When people think of plagiarism, they often think of academics; essays, and research papers being copied and shared at the risk of failing the class or at worst, being expelled from the university. But the ethics of plagiarism go well beyond those scholarly halls.
Content creators, marketing agencies, and even website buyers want to be certain that the content they produce or the content they’re purchasing is authentic, engaging, and unique in the eyes of their readers as well as the search engines. When someone asks “what are the ethics of plagiarism” they might as well be asking “what are the ethics of stealing?” And it’s not just the possibility of being caught, but everything that comes after it.
What Exactly Constitutes Plagiarism?
Plagiarism is when you use someone else’s words, concepts, or explanations as if they were your own, without citing them as the originator. Not only is this unethical but at its core, it’s stealing. It’s not enough just to take the words or phrases that someone else said but also to do so in a manner that completely eliminates that person from the equation so that everything that’s shared is believed to be your own original work.
Do some people get away with it? Absolutely, and they do so consistently. Some people plagiarize knowingly whereas others do it accidentally. Even if you didn’t intend to plagiarize someone else’s ideas or words, the act of doing so is what matters – remember the old adage of “ignorance of the law is no excuse”? That applies to plagiarism too.
Can You Plagiarize Content Online?
You may think that plagiarism is something that you left behind during your college years, but online, plagiarism is even more common. And although you’ll likely be relieved to hear that citing the author isn’t as cumbersome as it was back in your university days (mentioning the author’s name and linking back to their source while clearly separating their ideas from your own is enough),
Online, plagiarism comes in many different forms. You could be pulling from a patchwork of ideas, all from different sources, in order to create a report or presentation and then in your haste to finish, forget to cite certain authors or resources that you used. It’s incredibly common, especially where statistics are concerned.

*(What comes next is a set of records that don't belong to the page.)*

PR #2385, opened 2026-08-13
OADP-8548: PodResources unset fields should be output as "0" to fix parsing errors results in ignored resource settings

msfrucht:
## Why the changes were made

https://redhat.atlassian.net/browse/OADP-8548

Velero datamover and maintenance Pod config the default values of "" causes parser errors. The default value has to be "0" for unbounded. If PodResources is only partially set, despite all values are optional, the result is Velero ignores them all.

Of course, it’s one thing to write the content on your own and forget (either intentionally or unintentionally) to cite your sources, but it’s another thing entirely to rely on an AI to do the writing for you. This is where it can seem like the waters are muddy considerably.
Is using AI Considered Plagiarism?
Search engines, academicians, and agencies alike are clear that using content produced by an AI or third-party tool constitutes plagiarism, even if that “tool” isn’t human. Although AI has come a long way in creating more human-like texts that are interesting to read, it still has a lot to learn about what it means to write in a way that’s engaging, unique, and most of all, accurate. Much of the information that an AI writer creates, however realistic it looks, isn’t exactly rooted in fact and is pulled from various corners of the internet and other sources just to sound that way.
As you might imagine, using this kind of text in a blog, report, email, or other types of writing not only diminishes your own capacity as a writer, but it also uses AI as more of a crutch than a tool. Search engines like Google and Bing are becoming even more sophisticated in their ability to root out content crafted by AI and derank it (or remove it from the listings outright), so it’s important that agencies, website buyers, and other professionals use AI writing checkers to determine if a text has been crafted by an AI tool or a human.
How Do AI Checkers Know When Something Has Been Written By an AI?
AI writing platforms like ChatGPT are quite sophisticated in their answers, which means that tools that check for AI-based plagiarism have to be even more cognizant of the tell-tale tricks and clues that say “a robot wrote this”. Through a unique set of algorithms and considerable training, it’s possible to sniff out AI-produced content with surprising accuracy. And AI content detection tools like Originality.AI are consistently learning and improving with every AI iteration that is introduced on the market.
As AI tools become more sophisticated in their ability to produce “human-like” content, so too must AI-detection tools become more advanced in order to fight back and ensure that professionals are getting the authentic, engaging, and factual content they paid for.
The Bottom Line: Is It Ethical to Plagiarize?
Whether you use an AI tool to help you get “unstuck” when writing, to help give you an online of how to proceed or you’ve been taking major chunks of AI-written content and passing them off as your own, there is no “middle ground” in plagiarism that states that one thing is ethical or acceptable and the other is not.
The bottom line is simply that plagiarism, in all its forms, is unethical. It amounts to stealing and it’s not a matter of if, but rather when, one is caught. When that happens, the repercussions can involve monetary or legal recourse at worst, but behind the scenes, there are also the repercussions that most people don’t see: the loss of search engine ranking, the loss of authoritativeness in one’s positioning as an expert or thought leader, the loss of credibility as a writer or marketer, and so on. After the trust is breached at this level, many journalists, authors, and writers will attest, it’s hard to rebuild it.
For this reason, it’s more important than ever to be secure in the knowledge that the content you purchase, hire for, or write yourself is genuine, authentic, and crafted especially for that project or destination, and that no matter what, it stands on its own merits as a purely human example of Originality.